> _DATASET_
PR #529, opened 2023-12-15
feat/520 - Hook up additional testnet tokens

### LINKED ISSUE #510: Interface/SDK: Update testnet token address configuration
Currently, we have testnet token addresses defined in two places:

```bash
packages/types/src/tx/tokens/types/index.ts
packages/shared/lib/src/query.rs
```

These should be defined in a single location. This may involve an update to `Query->query_transparent_balance()` where we pass in a vector of address strings to query. Also, we only currently define 3 of the generated addresses, so we should include each potential testnet token address in a easily configurable location, as these will change with each testnet.

Note that to display in the interface, we should perhaps set a generic asset to use for tokens like `Schnitzel`, `Apfel`, etc., (anything that can be transferred via the faucet app should appear in the interface). The interface also expects additional data, currently defined in `packages/types/src/tx/tokens/types/index.ts`, so our config may included additional slip-044 params for these fictional tokens.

> _GOAL OF THE EXERCISE_
Could you copy the listing above word for word?

> _WRITTEN ANSWER_
PR #529, opened 2023-12-15
feat/520 - Hook up additional testnet tokens

### LINKED ISSUE #510: Interface/SDK: Update testnet token address configuration
Currently, we have testnet token addresses defined in two places:

```bash
packages/types/src/tx/tokens/types/index.ts
packages/shared/lib/src/query.rs
```

These should be defined in a single location. This may involve an update to `Query->query_transparent_balance()` where we pass in a vector of address strings to query. Also, we only currently define 3 of the generated addresses, so we should include each potential testnet token address in a easily configurable location, as these will change with each testnet.

Note that to display in the interface, we should perhaps set a generic asset to use for tokens like `Schnitzel`, `Apfel`, etc., (anything that can be transferred via the faucet app should appear in the interface). The interface also expects additional data, currently defined in `packages/types/src/tx/tokens/types/index.ts`, so our config may included additional slip-044 params for these fictional tokens.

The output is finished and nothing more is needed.